Weekly chart performance for "When We Were Young (The Logical Song)"
| Chart (2023–2024) | Peak position |
|---|---|
| Austria (Ö3 Austria Top 40) | 62 |
| Belarus Airplay (TopHit) | 26 |
| Belgium (Ultratop 50 Flanders) | 14 |
| Belgium (Ultratop 50 Wallonia) | 8 |
| Bulgaria Airplay (PROPHON) | 4 |
| Canada CHR/Top 40 (Billboard) | 37 |
| CIS Airplay (TopHit) | 17 |
| Croatia International Airplay (Top lista) | 20 |
| Czech Republic Airplay (ČNS IFPI) | 5 |
| Estonia Airplay (TopHit) | 7 |
| France (SNEP) | 45 |
| Germany (GfK) | 29 |
| Global Excl.

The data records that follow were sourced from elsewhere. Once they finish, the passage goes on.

Issue #463, opened 2020-06-15
Waterfall Charts


Benny121221:
**What can we do to make ScottPlot better?**
Waterfall charts:
![image](https://user-images.githubusercontent.com/8635304/84610454-e1bfb500-ae77-11ea-8f45-00f8ec36835e.png)

Does your proposed feature allow users to do new things in source code? If so, show us how you'd like to be able to use the new feature:

```cs
var waterfallPlot = plt.PlotWaterfall(double[] xs, double[] ys, double[] yOffsets)
```

I am undecided if it should be done like above, or as an added parameter for `PlotBar`:
```cs
var waterfallPlot = plt.PlotBar(double[] xs, double[] ys, double[] yOffsets)
```

Check the ScottPlot Roadmap to see if your feature is already planned for an upcoming release:
https://github.com/swharden/ScottPlot/blob/master/dev/roadmap.md

swharden:
Looks great, thanks @Benny121221!

![image](https://user-images.githubusercontent.com/4165489/86537227-6754e480-bebb-11ea-9bd9-13cd3d9efc64.png)

PR #476, opened 2020-06-23
bar plot support for Y offset

Benny121221:

**Purpose:**
#463

**New functionality (code):**

```cs
Random rand = new Random(0);
int pointCount = 10;
double[] xs = DataGen.Consecutive(pointCount);
double[] ys = DataGen.RandomNormal(rand, pointCount, 5, 10);
double[] yOffsets = Enumerable.Range(0, pointCount).Select(count => ys.Take(count).Sum()).ToArray();

plt.PlotBar(xs, ys, yOffsets: yOffsets);
```

image

# Opinion Wanted:
I wonder if `PlottableBar` should take a delegate to decide the colour of the bar, something like this:

```cs
Func<double y1, double y2, System.Drawing.Color> delegate = y2 - y1 > 0 ? System.Drawing.Color.Green : System.Drawing.Color.Red;
```

I photoshopped it to emulate the behaviour:
image

I like this personally, however this seems niche and could cause trouble for the legend, as one plottable would be multiple colours.

**Autoformat your code:**
```
cd ScottPlot/src/
dotnet format
```

### DIFF
--- a/src/ScottPlot.Demo/PlotTypes/Bar.cs
+++ b/src/ScottPlot.Demo/PlotTypes/Bar.cs
@@ -1,5 +1,6 @@
 ﻿using System;
 using System.Collections.Generic;
+using System.Linq;
 using System.Text;
 
 namespace ScottPlot.Demo.PlotTypes
@@ -138,6 +139,24 @@ namespace ScottPlot.Demo.PlotTypes
                 // customize the plot to make it look nicer
                 plt.Grid(enableVertical: false, lineStyle: LineStyle.Dot);
                 plt.Legend();
+            }
+        }
+
+        public class Waterfall : PlotDemo, IPlotDemo
+        {
+            public string name { get; } = "Waterfall Plot";
+            public string description { get; } = "You can use the yOffsets parameter to create a waterfall plot";
+
+            public void Render(Plot plt)
+            {
+                // generate random data to plot
+                Random rand = new Random(0);
+                int pointCount = 10;
+                double[] xs = DataGen.Consecutive(pointCount);
+                double[] ys = DataGen.RandomNormal(rand, pointCount, 5, 10);
+                double[] yOffsets = Enumerable.Range(0, pointCount).Select(count => ys.Take(count).Sum()).ToArray();
+
+                plt.PlotBar(xs, ys, yOffsets: yOffsets);
             }
         }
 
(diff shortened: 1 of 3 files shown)


swharden:
Hey @Benny121221, this is an excellent improvement! By adding support for Y offsets you enabled a whole new type of plot type (a waterfall plot).

This one-liner is super useful for creating waterfall plots from a series of Y values.
```cs
double[] yOffsets = Enumerable.Range(0, pointCount).Select(count => ys.Take(count).Sum()).ToArray();
```

What do you think about adding a little function which runs that line under the hood to create the waterfall plot so the user doesn't have to? Something like this (where most of the arguments taken are simply passed to PlotBar):
```cs
plt.PlotWaterfall(xs, ys);
```

Such a method could accept arguments (preferably not delegates though) to customize coloring, and not require modification of the PlotBar method. Perhaps something like:
```cs
plt.PlotWaterfall(xs, ys, Color.Green, Color.Red);
```

Benny121221:
> What do you think about adding a little function which runs that line under the hood to create the waterfall plot so the user doesn't have to? Something like this (where most of the arguments taken are simply passed to PlotBar):
```cs
plt.PlotWaterfall(xs, ys);
```

I like it, I am busy today but I'll certainly work on this when i get home or in the coming days.

swharden:
> I like it, I am busy today but I'll certainly work on this when i get home or in the coming days.

Sounds like a plan!

Benny121221:
I added your suggestions, it looks like this:

image

The demo code is the following:

// generate random data to plot
```cs
Random rand = new Random(0);
int pointCount = 12;
double[] xs = DataGen.Consecutive(pointCount);
double[] ys = DataGen.RandomNormal(rand, pointCount, 5, 10);

System.Drawing.Color profitColor = System.Drawing.Color.Green;
System.Drawing.Color lossColor = System.Drawing.Color.Red;
string[] monthNames = { "Jan", "Feb", "Mar", "Apr", "May", "Jun", "Jul", "Aug", "Sep", "Oct", "Nov", "Dec" };

plt.PlotWaterfall(xs, ys, fillColor: profitColor, negativeColor: lossColor);
plt.Title("Y1 Profits");
plt.XLabel("Month");
plt.XTicks(monthNames);
plt.YLabel("Million USD");
```

The `negativeColor` parameter has been added to `PlotBar` as well, and a user can still manually set `yOffsets` with `PlotBar` should they wish.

US (Billboard) | 130 |
| Hungary (Dance Top 40) | 8 |
| Hungary (Rádiós Top 40) | 1 |
| Ireland (IRMA) | 66 |
| Kazakhstan Airplay (TopHit) | 32 |
| Lithuania Airplay (TopHit) | 22 |
| Luxembourg (Billboard) | 23 |
| Moldova Airplay (TopHit) | 6 |
| Netherlands (Dutch Top 40) | 5 |
| Netherlands (Single Top 100) | 11 |
| New Zealand Hot Singles (RMNZ) | 28 |
| Poland (Polish Airplay Top 100) | 21 |
| Poland (Polish Streaming Top 100) | 71 |
| Romania Airplay (TopHit) | 35 |
| Russia Airplay (TopHit) | 10 |
| Slovakia Airplay (ČNS IFPI) | 99 |
| Sweden (Sverigetopplistan) | 87 |
| Switzerland (Schweizer Hitparade) | 32 |
| UK Singles (Official Charts) | 51 |
| UK Dance (Official Charts) | 21 |
| US Hot Dance/Electronic Songs (Billboard) | 16 |

===Monthly charts===

Monthly chart performance for "When We Were Young (The Logical Song)"
| Chart (2023–2024) | Position |
|---|---|
| Belarus Airplay (TopHit) | 30 |
| CIS Airplay (TopHit) | 25 |
| Estonia Airplay (TopHit) | 7 |
| Lithuania Airplay (TopHit) | 45 |
| Moldova Airplay (TopHit) | 11 |
| Romania Airplay (TopHit) | 39 |
| Russia Airplay (TopHit) | 18 |

===Year-end charts===

2023 year-end chart performance for "When We Were Young (The Logical Song)"
| Chart (2023) | Position |
|---|---|
| Netherlands (Dutch Top 40) | 91 |

2024 year-end chart performance for "When We Were Young (The Logical Song)"
| Chart (2024) | Position |
|---|---|
| Belarus Airplay (TopHit) | 125 |
| Belgium (Ultratop 50 Flanders) | 46 |
| Belgium (Ultratop 50 Wallonia) | 42 |
| CIS Airplay (TopHit) | 75 |
| Estonia Airplay (TopHit) | 44 |
| France (SNEP) | 132 |
| Hungary (Dance Top 40) | 31 |
| Hungary (Rádiós Top 40) | 9 |
| Netherlands (Dutch Top 40) | 28 |
| Netherlands (Single Top 100) | 58 |
| Russia Airplay (TopHit) | 87 |
| US Hot Dance/Electronic Songs (Billboard) | 62 |

2025 year-end chart performance for "When We Were Young (The Logical Song)"
| Chart (2025) | Position |
|---|---|
| Hungary (Dance Top 40) | 82 |
| Hungary (Rádiós Top 40) | 32 |

==Certifications==

Certifications for "When We Were Young (The Logical Song)"
| Region | Certification | Certified units/sales |
| Belgium (BRMA) | Platinum | 40,000^{‡} |
| France (SNEP) | Platinum | 200,000^{‡} |
| New Zealand (RMNZ) | Gold | 15,000^{‡} |
| Poland (ZPAV) | Platinum | 50,000^{‡} |
| Spain (Promusicae) | Gold | 30,000^{‡} |
| Switzerland (IFPI Switzerland) | Platinum | 30,000^{‡} |
| United Kingdom (BPI) | Silver | 200,000^{‡} |
^{‡} Sales+streaming figures based on certification alone.